Obtaining a release from an employee that waives the myriad of federal and state employment law claims is an art and not a science. It requires balancing contradictory government regulations, harmonizing competing employee relations goals, and cajoling, a more than likely, disgruntled employee.
When a business pays money to a departing employee, it wants the matter over. However, the patchwork of government regulations and varying court decisions interpreting them make it difficult to obtain that degree of certainty. Sometimes employees challenge the validity of a release and try to pursue their claims. In some cases, regulations even allow an employee to keep the money while suing the employer.
The legal standard for obtaining a valid release generally involves assessing whether the employee’s waiver of claims was "knowing and voluntary". In the case of claims under the Age Discrimination in Employment Act (ADEA), the U.S. Department of Labor used 9 pages of regulations to define when a waiver is knowing and voluntary. In other cases, Pennsylvania courts assess the knowing and voluntary release of discrimination claims based on the following factors:
- The clarity and specificity of the release language
- The employee’s educational and business experience
- The time given the employee to deliberate before signing the release
- Whether the employee knew or should have known what rights he or she was giving up
- Whether the employee was encouraged to seek or sought legal counsel
- Whether there was an opportunity to negotiate over the terms
- Whether the employee was given consideration exceeding the benefits he was already entitled to receive.

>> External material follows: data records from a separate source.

PR #431, opened 2022-04-13
Identify new pre R13 header variables

michal-josef-spacek:
Signed-off-by: Michal Josef Špaček <michal.josef.spacek@gmail.com>

### DIFF
--- a/src/header_variables_r11.spec
+++ b/src/header_variables_r11.spec
@@ -90,37 +90,29 @@
   if (dwg->header.num_header_vars <= 74)
      return 0;
   FIELD_RC (LIMCHECK, 70); //ok 1fa
-  //DEBUG_HERE //1fb
-  // just guessing. not in DWG, resp. not converted by ODA from r12 dxf to r12 dwg:
-  //   SNAPMODE, DRAGMODE, BLIPMODE, CHAMFERA, CHAMFERB,
-  //   COORDS, ATTDIA, ATTREQ, HANDLING, WORLDVIEW, SHADEDGE
-  FIELD_RC (unknown_10, 70);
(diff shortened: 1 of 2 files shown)


michal-josef-spacek:
@rurban update of variables. I tested it and values seems ok. 

Some unknown things:
* DIMBLK_T, DIMBLK1_T, DIMBLK2_T length 33?
* Need to fix HANDSEED
* I don't understand your guessing section. e.g. When i am looking you created DRAGMODE second time. All variables are in my change.
* I don't undestand PSLTSCALE, why is there? I haven't reproducer for this variable.

FYI: CHAMFERA is in some releases in DXF but not in DWG :-D (e.g. r2.18)
FYI: This number of variables in header - this is not related to precise release. Sometime it is related to "Advanced Drafting Extension", if i understand.

michal-josef-spacek:
@rurban i believe that section
```
PRE(R_2_0) // AC1.2 definitely
     return 0;
```
doesn't sense.
AC1.2 and AC1.40 has more diferences than this section. See https://github.com/michal-josef-spacek/CAD-Format-DWG-AC1_40/blob/main/dwg_ac1_40.ksy

src/header_variables_r11.spec
```diff
@@ -90,37 +90,29 @@
   if (dwg->header.num_header_vars <= 74)
      return 0;
   FIELD_RC (LIMCHECK, 70); //ok 1fa
-  //DEBUG_HERE //1fb
-  // just guessing. not in DWG, resp. not converted by ODA from r12 dxf to r12 dwg:
```
rurban, line 94: Better but I want to keep these comments of mine in

rurban (approved):

PR #434, opened 2022-04-19
Improve flags, options and point entity

michal-josef-spacek:


rurban:
Merged. 
But I still wamt to move thickness and extrusion back to the entities. Even if we have to copy these 4 lines into every entity spec.

rurban:
And I think I saw extruded points, but forgot with which version.

michal-josef-spacek:
> Merged. But I still wamt to move thickness and extrusion back to the entities. Even if we have to copy these 4 lines into every entity spec.

Thanks. Yes, that's posibility to copy to entity.
FYI: I saw big 10?? (dxf) block for vport (entity) before handling and pspace flag when i created line in paper space in R14 and export to R12 dwg. 

> And I think I saw extruded points, but forgot with which version.

In <=R11 doesn't exists extrude command.
In R14 is extrude command and is creating solid from e.g circle, rectangle, closed pline, etc.
Conversions to R12 dwg partially working in this case, but i have much of bugs to read still

PR #437, opened 2022-04-20
Smoke/pre r13 foo

michal-josef-spacek:
Fix PSLTSCALE and TREEDEPTH
Fix pre R_2_0 entities


rurban:
I think most of it is already in. Can you rebase, or should I check?

michal-josef-spacek:
@rurban I fixed conflicts

rurban:
I've rebased it, and added the needed dynapi and tests.

michal-josef-spacek:
@rurban great

rurban:
LOAD still fails the unit-test, will look at it tommorrow

PR #440, opened 2022-04-23
Add AC2.10 test DWG file

michal-josef-spacek:
With script definition


rurban:
can we put that it into a r2.10 dir please

michal-josef-spacek:
@rurban Changed and added polyline

rurban:
rebased and merged

PR #445, opened 2022-04-25
Fix preR13 shape entity

michal-josef-spacek:
There is no z point (is in common elevation) and extrusion


rurban:
Replaced by 71b386ab764f801325ec499b589e13e01c074487
Very similar but different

It is a real challenge to draft a "simple" release and cover all of the bases that government regulations require. Here is an area where forms can be very dangerous. As observed by Frank Steinberg of the New Jersey Employment Law Blog, getting it part wrong can result in the whole release being declared void.
To make matters more difficult, some types of claims may or may not be waived by an employee depending on the statute that created the rights. FLSA, unemployment and workers’ compensation claims may not be waived unless supervised by an agency or a court. As noted on Carl C. Bosland’s The FMLA Blog, FMLA claims in Pennsylvania may be waived and/or settle claims for past violations. However, other courts have ruled that FMLA claims cannot be waived unless supervised by a court or the DOL.

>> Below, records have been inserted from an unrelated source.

PR #448, opened 2022-04-26
Fix preR13 SHAPE and POLYLINE entities

michal-josef-spacek:


michal-josef-spacek:
@rurban FYI: Seems all AC2.10 entities are ok (which i am able to test for now).

rurban:
DXF 66 means has_children, but since they are INSERT/POLYLINE specific only, we named them has_attrib and has_vertex. 

DXF does not really export it anymore, since has_vertex is now always 1. When you delete all vertices, the POLYLINE parent gets deleted also.

michal-josef-spacek:
@rurban ok, i understand a sense of this 66 DXF, but i don't know if exist in DWG file or not.
And don't know where is 70 field.

PLINE_CLOSED in DXF: 66 = 1, 70 = 1
PLINE_SPLINE in DXF: 66 = 1, 70 = 8

rurban:
already merged

PR #450, opened 2022-04-26
Fix dwgadd build without write support

michal-josef-spacek:


rurban:
bah, removing the example for the poor guys without write? 
this could serve as documentation example to upgrade to write support.

michal-josef-spacek:
Heh, i only added this if for all things which are related to dwgadd :-)

rurban:
Na, I rather want to keep it

PR #451, opened 2022-04-26
Fix preR13 3DFACE entity

michal-josef-spacek:


rurban (approved):

rurban:
I'll merge it into master instead. work/preR13 is for tables refactoring (dxf, json) only, and needs some time.

rurban:
Merged into master instead

PR #452, opened 2022-04-27
Fix entities and block entities decoding

michal-josef-spacek:


src/decode_r11.c
```diff
@@ -799,10 +804,11 @@ decode_preR13 (Bit_Chain *restrict dat, Dwg_Data *restrict dwg)
...
       dat->byte = blocks_start;
     }
-  // don't just decode the num_blocks (i.e. 1 the BLOCK ent),
-  // but the num_entities minus the already decoded entities.
-  //if (dwg->header.section[SECTION_BLOCK].number)
-  num_entities -= dwg->num_entities; // minus the already decoded modelspace ents
+  // this is number of block entities, not count of blocks.
+  num_entities = 0;
+  if (R_11) {
+    blocks_end -= 32; // crc size
```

The employee relations goals revolve around perception. What is an employer communicating to a former employee when it offers him or her money not to sue the business over the employee’s termination? What is the perception created in the minds of other employees? How can the company keep the lid on the publicity? These and other HR issues are discussed by fellow blogger Charles A. Krugel in response to my comment.
Even if a release includes a confidentiality clause, the information always seems to find its way to the employee grapevine and creates an expectation for future departing employees. The remaining workforce can be left with the impression that termination was unjust or that the employer is an easy mark for payout. Sometimes the terminated employee is surprised by being offered severance in return for signing a release. Some of these employees get the impression that the employer has something to hide and that’s why the agreement is being offered. Their natural inclination may be to hold out for more. On the other hand, some employment claims must never see a courtroom for reasons of cost, publicity and precedent.

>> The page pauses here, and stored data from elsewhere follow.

PR #455, opened 2022-04-28
Fix preR13 line entity

michal-josef-spacek:


michal-josef-spacek:
@rurban sorry, that's only rebase, same as you probably.

rurban:
I"v merged it into master instead. work/ branches are unstable

rurban (approved):
Ok for master

rurban:
Merged into master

The cajoling is really a matter of effective and honest communication. Misrepresentations about the release can also be used to invalidate it. Employers should carefully plan how the release will be presented to the departing employee and explain the rationale for requesting it. Don’t have the financial part of the package be insulting. Remember that the non-economic terms may be just as important to an employee. Things like references, communication to the workforce, nondisparagement, and outplacement are worthy of inclusion in a separation agreement. Effective communication also reduces the likelihood that an employee will challenge the validity of a release.